About this task » Repeat exactly the lines below that lie between the line with "input keeps flowing." and the line with "the ack, then", counting both of those lines as part of the answer.

Top of Exercise material

PR #1921, opened 2026-07-15
fix(terminal): reconnect handling + readiness acks for embedded terminal (#1919)

kgabryje:
Fixes the reconnect/reliability half of #1919 (items **1** and **3** of the issue plan). The rendering-perf half (items 2, 4, 5) is out of scope here and handled separately.

## Problem

The embedded terminal (xterm.js ↔ Socket.IO ↔ daemon ↔ executor → node-pty → zellij) froze whenever a connection blipped or the daemon restarted:

1. **No reconnect handling.** The executor called `process.exit(0)` on *any* socket disconnect, killing the PTY bridge; neither `EmbeddedTerminal` nor `TerminalModal` re-joined its channel or re-issued `terminals.create` after the socket reconnected. The browser still showed `connected: true` and silently stopped receiving output — indistinguishable from a hang.
2. **No readiness ack.** `connected` flipped when the `terminals.create` call *resolved*, not when the executor confirmed the PTY existed. A post-spawn executor crash left the UI stuck on "Connecting…" forever, and the daemon guessed executor boot timing with blind `setTimeout(200/300/1500ms)` waits.

## Changes

**Executor (`packages/executor`)**
- Replace `process.exit(0)`-on-disconnect with a 30s grace window (`createReconnectGrace`, extracted + unit-tested). The zellij session survives detach, so the PTY is held while the feathers client auto-reconnects; the executor exits only if the socket hasn't returned when the window elapses.
- New `onReauthenticated` hook on the executor feathers client: after a reconnect re-authenticates, re-join the terminal channel and re-emit readiness so a restarted daemon rediscovers the live bridge and input keeps flowing.
- Emit `terminal:ready` once the PTY is spawned/attached, and `terminal:error` when attach fails.

**Daemon (`apps/agor-daemon`)**
- socketio relay: service-only `terminal:ready` / `terminal:error` handlers forwarded to the terminals service via app events.
- terminals service: track executor readiness, **gate cold-start tab focus/ensure/redraw on the `terminal:ready` ack** instead of the blind timers, adopt live post-restart executors as ready, and return a `ready` flag from `create()` so warm reconnects connect without racing a channel event.

**Frontend (`apps/agor-ui`)**
- `EmbeddedTerminal` + `TerminalModal`: on socket (re)connect, re-join the channel and re-issue the idempotent `terminals.create`; flip `connected` on the `terminal:ready` ack (or the warm `ready` flag), not on create resolving; show a small AntD `Badge` "reconnecting…" / "connecting…" / error affordance instead of silently freezing.

## Tests
- Executor: grace-before-exit / reconnect-cancels-teardown (`zellij.test.ts`).
- Daemon: ready-ack gating + `ready` flag + relay authorization (`terminals.test.ts`, `socketio.test.ts`).
- UI: `EmbeddedTerminal` stays "connecting" until the ack, then reconnects + re-joins on socket connect (`EmbeddedTerminal.test.tsx`).

`pnpm check` (biome + tsc + build) passes; full daemon (1679) and UI (885) suites green. The 3 failing executor suites (gemini/opencode) are pre-existing and unrelated (verified by stashing this branch's changes).

### DIFF
--- a/apps/agor-daemon/src/auth/require-auth.test.ts
+++ b/apps/agor-daemon/src/auth/require-auth.test.ts
@@ -1,0 +1,57 @@
+/**
+ * Verifies the terminal-executor rejection guard is actually COMPOSED into the
+ * shared `requireAuth` hook — not just that the guard throws in isolation. A
+ * future refactor that drops the composition would fail here.
+ */
+
+import { Forbidden } from '@agor/core/feathers';
+import type { HookContext } from '@agor/core/types';
+import { describe, expect, it, vi } from 'vitest';
+import { createRequireAuthHook } from './require-auth';
+
+const multiTenancy = { mode: 'static' as const, static_tenant_id: 'tenant-default' as never };
+
+function ctxWithUser(user: unknown): HookContext {
+  return { params: { provider: 'rest', user } } as unknown as HookContext;
+}
+
+describe('createRequireAuthHook composition', () => {
+  it('rejects a terminal-executor identity that passed the auth strategy', async () => {
+    // The strategy authenticated the token (that part must work for socket
+    // reconnect); requireAuth must still reject it for REST/Feathers.
+    const authenticatedHook = vi.fn(async (ctx: HookContext) => ctx);
+    const requireAuth = createRequireAuthHook(authenticatedHook, multiTenancy);
+
+    await expect(
+      requireAuth(
+        ctxWithUser({
+          user_id: 'executor-service',
+          role: 'terminal-executor',
+          _isTerminalExecutor: true,
+        })
+      )
+    ).rejects.toBeInstanceOf(Forbidden);
+    expect(authenticatedHook).toHaveBeenCalled();
+  });
+
+  it('passes a normal authenticated user through and resolves the tenant', async () => {
+    const authenticatedHook = vi.fn(async (ctx: HookContext) => ctx);
+    const requireAuth = createRequireAuthHook(authenticatedHook, multiTenancy);
+
+    const result = await requireAuth(ctxWithUser({ user_id: 'u1', role: 'member' }));
+    expect((result.params as { tenant?: { tenant_id: string } }).tenant?.tenant_id).toBe(
+      'tenant-default'
+    );
+  });
+
+  it('passes a full service account through (not a terminal-executor)', async () => {
+    const authenticatedHook = vi.fn(async (ctx: HookContext) => ctx);
+    const requireAuth = createRequireAuthHook(authenticatedHook, multiTenancy);
+
+    await expect(
+      requireAuth(
+        ctxWithUser({ user_id: 'executor-service', role: 'service', _isServiceAccount: true })
+      )
+    ).resolves.toBeDefined();
+  });
+});
--- a/apps/agor-daemon/src/auth/require-auth.ts
+++ b/apps/agor-daemon/src/auth/require-auth.ts
@@ -1,0 +1,41 @@
+/**
+ * The shared `requireAuth` hook factory — the single REST/Feathers auth
+ * chokepoint. Composes the authentication strategy hook, the terminal-executor
+ * rejection guard, and tenant resolution. Extracted from index.ts so the
+ * composition (specifically that the terminal-executor guard is wired in) is
+ * unit-testable and can't be silently dropped by a refactor.
+ */
+
+import {
+  type ResolvedMultiTenancyConfig,
+  resolveTenantContext,
+  TenantResolutionError,
+} from '@agor/core/config';
+import { NotAuthenticated } from '@agor/core/feathers';
+import type { HookContext } from '@agor/core/types';
+import { rejectTerminalExecutorIdentity } from './terminal-executor-guard.js';
+
+export type AuthHook = (context: HookContext) => Promise<HookContext>;
+
+export function createRequireAuthHook(
+  authenticatedHook: AuthHook,
+  multiTenancy: ResolvedMultiTenancyConfig
+): AuthHook {
+  return async (context: HookContext): Promise<HookContext> => {
+    const authed = await authenticatedHook(context);
+    // A terminal-executor identity is valid ONLY for the Socket.IO terminal
+    // channel (handled outside Feathers); reject it from every REST/Feathers
+    // service call here so it can't ride the RBAC rank table's viewer-rank
+    // fallthrough into API access.
+    await rejectTerminalExecutorIdentity(authed);
+    try {
+      authed.params.tenant = resolveTenantContext(multiTenancy, { params: authed.params });
+      return authed;
+    } catch (error) {
+      if (error instanceof TenantResolutionError) {
+        throw new NotAuthenticated(error.message);
+      }
+      throw error;
+    }
+  };
+}
--- a/apps/agor-daemon/src/auth/service-jwt-strategy.terminal-scope.test.ts
+++ b/apps/agor-daemon/src/auth/service-jwt-strategy.terminal-scope.test.ts
@@ -1,0 +1,65 @@
+/**
+ * ServiceJWTStrategy: a token carrying `terminal_user_id` must resolve to a
+ * RESTRICTED terminal-executor identity, NOT a full service account. This is
+ * the security boundary that keeps the long-lived terminal token from being a
+ * daemon-wide RBAC bypass — every `_isServiceAccount` consumer (register-hooks,
+ * board-owners, branch-owners, sessions, users, groups, …) skips its checks, so
+ * the terminal token must never carry that flag or `role: 'service'`.
+ */
+
+import { JWTStrategy } from '@agor/core/feathers';
+import { afterEach, describe, expect, it, vi } from 'vitest';
+import { ServiceJWTStrategy } from './service-jwt-strategy';
+
+const ALICE = '11111111-aaaa-aaaa-aaaa-111111111111';
+
+function stubSuperAuthenticate(payload: Record<string, unknown>) {
+  // super.authenticate() (base JWTStrategy) verifies the JWT and loads the
+  // entity; stub it to return the verified payload + the getEntity intermediate
+  // (a full service account) so we can assert the override's post-processing.
+  return vi.spyOn(JWTStrategy.prototype, 'authenticate').mockResolvedValue({
+    authentication: { payload },
+    user: { user_id: 'executor-service', role: 'service', _isServiceAccount: true },
+  } as never);
+}
+
+describe('ServiceJWTStrategy terminal-scoped identity', () => {
+  afterEach(() => {
+    vi.restoreAllMocks();
+  });
+
+  it('mints a restricted terminal-executor identity for a terminal_user_id token', async () => {
+    stubSuperAuthenticate({
+      sub: 'executor-service',
+      type: 'service',
+      purpose: 'executor-service',
+      terminal_user_id: ALICE,
+    });
+    const strategy = new ServiceJWTStrategy();
+    const result = (await strategy.authenticate({ accessToken: 'header.payload.sig' }, {})) as {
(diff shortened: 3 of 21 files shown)


kgabryje:
Pushed fixes for all 5 blocking review findings (commit `4fab68be`).

**1 — Cross-user scoping of `terminal:ready`/`terminal:error` (and output/exit/tab).** The terminal executor's service token now carries a `terminal_user_id` claim (bound in `terminals.ts` at spawn). It's propagated through `ServiceJWTStrategy.authenticate` and the socket handshake middleware onto the service socket, surfaced as `getSocketAuthState().terminalUserId`, and enforced by a shared `requireServiceForOwnUserId` preflight: the payload `userId` must equal the socket's scoped user. `ready`/`error` additionally require the scope to be present (`requireScope`); `output`/`exit`/`tab` enforce-if-present (fully closes the pre-existing output gap for real executors while staying compatible with generic service emitters). New tests cover the cross-user forgery and unscoped-token rejection.

**2 — Grace cancel tied to reauth, not raw connect.** The window now keys off a `bridgeHealthy` flag that's set true only after successful re-authentication (`onReauthenticated`) and false on disconnect. A socket that reconnects transport-only but never re-auths still tears down. Grace is also cancelled on attach-failure/cleanup. Added a "reconnect-without-reauth still tears down" grace test.

**3 — `terminal:ready` only after confirmed zellij attach.** Replaced the emit-after-`pty.spawn()` with `waitForZellijReady`, which probes `zellij action query-tab-names` until it succeeds before acking ready (and emits `terminal:error` if it never comes up). Initial tab creation now runs after that confirmation; the reconnect re-announce is gated on the confirmed-attach flag. Added probe tests (succeeds-then-stops, exhausts-then-false).

**4 — Adoption no longer equals ready.** A `pgrep` match only puts the executor in the map; readiness is granted solely when the surviving process re-announces `terminal:ready`. The warm path now gates its tab/redraw choreography on that ack and reports `ready: false` until then. Added an "adopted executor doesn't fire warm choreography until it re-announces" test.

**5 — Generation-guarded frontend attach.** Both `EmbeddedTerminal` and `TerminalModal` bump an attach generation on each (re)attach and on disconnect, and drop any attach whose result arrives after it's superseded (or while the socket is disconnected). Added stale/out-of-order attach tests for both (and a new `TerminalModal` suite).

Also flagged item addressed: grace `cancel()` now runs on attach-failure/cleanup paths.

Minor note surfaced while testing (pre-existing, not touched): `TerminalModal`'s effect depends on `initialCommands`, so a caller passing a fresh array each render re-runs the effect. Out of scope here; can file a follow-up if you'd like it memoized.

`pnpm check` green; full daemon (1683) and UI (888) suites pass; executor zellij suite passes (the 3 failing executor suites are the pre-existing gemini/opencode ones, unrelated). Ready for another Codex pass.

kgabryje:
Round-2 fixes pushed (`d1222fea`). All three blocking findings + the non-blocking one addressed.

**1 — `join`/`leave` now enforce `terminalUserId`.** This was the real gap — room membership (who *receives* PTY traffic) bypassed the scope entirely. Both handlers now: a terminal executor may join/leave **only** its own user's channel (`auth.terminalUserId === target`), and a service token with **no** terminal scope is refused outright (no blanket bypass — nothing legitimately joins a terminal channel except the terminal executor, which always carries the scope). Tests: own-only join, cross-user join rejected (`may not join`), unscoped-service join refused.

**2 — `terminal:output`/`exit`/`tab` require the scope unconditionally.** Dropped the "enforce-if-present" model; `requireServiceForOwnUserId` now always requires `terminalUserId` and a match. Verified the only client-side emitter of these events is the terminal executor (`zellij.ts`), which always carries the scope — `terminal:tab` is otherwise emitted server-side via `io.to()`, bypassing the socket handler — so nothing legitimate breaks. Added the test that was actually missing: an **unscoped** service token forging output/exit/tab is rejected (`not scoped to a terminal user`).

**3 — 30d TTL for the terminal token.** Confirmed your trace: `generateScopedServiceToken → generateSessionToken → createServiceToken(…, undefined, …)` → 5m default. Since the executor re-auths with the *same* token on every reconnect, that expired mid-session and let the grace window kill the PTY. Plumbed an `expiresIn` through both helpers and issue the terminal token at `30d` (only that call site; other service-token callers keep the 5m default). A refresh-on-reconnect scheme would be more robust but there's no authenticated channel to fetch a fresh token on an expired socket, so a long TTL fits the current auth model; the token grants only single-user terminal-channel access. Test asserts the `{ terminal_user_id }` scope + `30d` are passed.

**4 — tightened.** Warm *and* cold choreography now skip entirely when the readiness ack never arrives (no best-effort fire into a dead room after the 10s timeout). Added a fake-timer test advancing past the timeout and asserting no `terminal:tab`/`terminal:redraw` is emitted.

`pnpm check` green; full daemon suite 1687 passing; executor zellij (7) and UI terminal (5) suites green. The 3 pre-existing gemini/opencode executor failures remain unrelated. Ready for the third pass.

kgabryje:
Round-3 fixes pushed (`57ad7298`). The blocking finding was the right call — thank you for tracing it.

**Blocking — terminal token was a full RBAC-bypassing service account.** Confirmed and fixed at the identity layer, not the docstring. The `terminal_user_id` claim was just an extra field on a `_isServiceAccount: true` / `role: 'service'` token, so every REST/Feathers path bypassed RBAC while only the socket handlers enforced the scope.

Fix: a token carrying `terminal_user_id` now resolves to a **distinct low-privilege identity** — `{ role: 'terminal-executor', _isTerminalExecutor: true, terminal_user_id }`, with **no `_isServiceAccount` and no `role: 'service'`** — in both `ServiceJWTStrategy` and the socket handshake middleware. So it bypasses nothing on any REST path (I verified the terminal executor makes **zero** `.service()` calls — it only streams PTY I/O over the socket, so it never needed service-account privilege). A plain unscoped service token still becomes a full service account (git/prompt executor paths unaffected). `getSocketAuthState` recognizes the terminal identity as service-for-terminal *at the socket layer only* and enforces `terminalUserId` as before. Added `_isTerminalExecutor`/`terminal_user_id` to `AuthenticatedUser`. This confinement is what makes the long TTL acceptable — a leaked token now grants only that one user's terminal-channel I/O, nothing daemon-wide.

Tests: a `ServiceJWTStrategy` unit test proving a `terminal_user_id` token resolves with `_isTerminalExecutor` and **no** `_isServiceAccount`/`role !== 'service'` (and that a plain service token still gets the full account); plus a socket-auth test asserting the terminal identity carries no `_isServiceAccount`.

**Also required — corrected the false docstring**: the TTL comment no longer claims "terminal-channel access only" as if by magic; it now explains the identity-level confinement that actually enforces it, and why there's no revocation story for a stateless JWT.

**Also required — two stale best-effort comments** (READY_TIMEOUT_MS and the cold-start path) updated to match the round-2 strict-skip behavior.

**Non-blocking finding — fixed at the root** rather than flagged: when `waitForZellijReady` exhausts, the executor now tears down its PTY (→ `terminal:exit` → process exit → daemon evicts the `executorTerminals` entry), so the next open does a clean cold spawn instead of the daemon re-adopting a dead session and leaving the browser stuck on "Connecting…".

`pnpm check` green; full daemon suite **1691 passing**; executor zellij (7) green; the 3 pre-existing gemini/opencode failures remain unrelated. Ready for the next pass.

kgabryje:
Round-4 fix pushed (`52db3f87`). Confirmed and closed the rank-fallthrough gap.

**Blocking — `terminal-executor` role still had viewer-level REST access.** You're right: `role: 'terminal-executor'` isn't a `ROLE_RANK` key, so `hasMinimumRole()` falls through to 0 (== viewer), and the token passed bare `requireAuth` + any `requireMinimumRole(viewer)` gate. Low rank ≠ no access.

Fix — **reject, not under-privilege**: new `rejectTerminalExecutorIdentity` hook (`auth/terminal-executor-guard.ts`) composed into `requireAuth`, the shared auth chokepoint (I confirmed the only `authenticate()` hook usage flows through `requireAuth`). Any REST/Feathers service call by a `_isTerminalExecutor` identity now throws `Forbidden`. The `authentication` service is **not** `requireAuth`-gated, so the executor still (re)authenticates its socket; the Socket.IO terminal events run outside Feathers entirely and stay scoped on `terminal_user_id`. Full service accounts (`_isServiceAccount`, git/prompt executors) are untouched and keep making their service calls. Also corrected the TTL docstring to state the REST rejection.

**Test proves real rejection from a real authz path**, addressing your note about the shape-only test that let this through: it exercises the production `hasMinimumRole`/`requireMinimumRole` predicates to first *demonstrate the gap* (`hasMinimumRole('terminal-executor', VIEWER) === true`; a real viewer-gated hook lets the identity through), then asserts the guard throws `Forbidden` for it — while normal users and full service accounts pass, and internal no-provider calls are untouched.

`pnpm check` green; full daemon suite **1696 passing** (includes the auth-integration suite, since this touches `requireAuth`); the 3 pre-existing gemini/opencode failures remain unrelated. Ready for the next pass.

kgabryje:
Round-5 fix pushed (`828be70c`). Confirmed and closed the realtime-channel surface.

**Blocking — terminal token still got the realtime firehose via channel membership.** Right again: the round-4 REST guard didn't touch Socket.IO channel delivery, and `configureChannels` joined every authenticated connection to `authenticated`/tenant/tenant-user channels with no identity check — so the terminal token got a passive read-everything subscription (messages, tasks, sessions, boards, users) in the default mode.

Fix — exclude `_isTerminalExecutor` identities from **all** room/channel joins: `configureChannels`' login handler returns before any channel join, and both user-room joins (connection-time + post-login) skip it too. Keyed specifically on `_isTerminalExecutor`, so **full service accounts keep their channel membership** (service-only realtime delivery depends on it — I verified the zellij executor only consumes raw `terminal:input/resize/tab/redraw` on its own `user/<id>/terminal` room and never needs channel membership).

**Both minor items done too:**
- `createServiceToken` now stamps `role: 'terminal-executor'` at mint time when `terminal_user_id` is present (was inert `'service'`), closing the raw-`payload.role` trap.
- Extracted `requireAuth` into `createRequireAuthHook` so the guard composition is unit-tested **at the real call site** — a refactor that drops it now fails a test (directly addressing your "test the composition, not just the guard in isolation" note).

Tests added: `configureChannels` joins nothing for a terminal identity but still joins a full service account; `createRequireAuthHook` rejects a terminal identity that passed the strategy; terminal-scoped token mints `role: 'terminal-executor'`.

`pnpm check` green (incl. the multitenancy-boundary linter — a comment of mine had tripped it with a literal `io.to(...)`, reworded); full daemon suite **1703 passing**. Ready for what's hopefully the final pass.

kgabryje:
Round-6 fix pushed (`5cdcf9c6`). Presence/cursor gap closed.

**Blocking — terminal identity leaked into presence/cursor.** Confirmed: `presence:watch-board` only checked `isAuthenticated` (which the identity satisfies via `isService: true`), and `cursor-move`/`cursor-leave` had no auth check at all. Same pattern as round 5: a terminal-executor socket now no-ops on all three handlers, so it can't join board presence rooms or spoof/observe cursor+presence activity. Full service accounts and normal users are unaffected.

**Scope, as you framed it:** I deliberately did NOT touch the two pre-existing broader gaps — board-access checking on `presence:watch-board` for *all* authenticated sockets, and daemon-wide raw namespace broadcasts (OAuth URLs / repo-clone errors). Neither is specific to the identity this PR introduces, and both are separate systemic efforts; agreed they belong in their own tracked issue rather than expanding this PR. Happy to file that follow-up if useful.

Tests: a terminal-executor socket joins no presence room and emits no cursor/presence broadcast; a normal user still does both.

`pnpm check` green; full daemon suite **1707 passing**. Ready for the next pass.

mistercrunch (approved):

Bottom of Exercise material

Completed exercise »
- New `onReauthenticated` hook on the executor feathers client: after a reconnect re-authenticates, re-join the terminal channel and re-emit readiness so a restarted daemon rediscovers the live bridge and input keeps flowing.
- Emit `terminal:ready` once the PTY is spawned/attached, and `terminal:error` when attach fails.

**Daemon (`apps/agor-daemon`)**
- socketio relay: service-only `terminal:ready` / `terminal:error` handlers forwarded to the terminals service via app events.
- terminals service: track executor readiness, **gate cold-start tab focus/ensure/redraw on the `terminal:ready` ack** instead of the blind timers, adopt live post-restart executors as ready, and return a `ready` flag from `create()` so warm reconnects connect without racing a channel event.

**Frontend (`apps/agor-ui`)**
- `EmbeddedTerminal` + `TerminalModal`: on socket (re)connect, re-join the channel and re-issue the idempotent `terminals.create`; flip `connected` on the `terminal:ready` ack (or the warm `ready` flag), not on create resolving; show a small AntD `Badge` "reconnecting…" / "connecting…" / error affordance instead of silently freezing.

## Tests
- Executor: grace-before-exit / reconnect-cancels-teardown (`zellij.test.ts`).
- Daemon: ready-ack gating + `ready` flag + relay authorization (`terminals.test.ts`, `socketio.test.ts`).
- UI: `EmbeddedTerminal` stays "connecting" until the ack, then reconnects + re-joins on socket connect (`EmbeddedTerminal.test.tsx`).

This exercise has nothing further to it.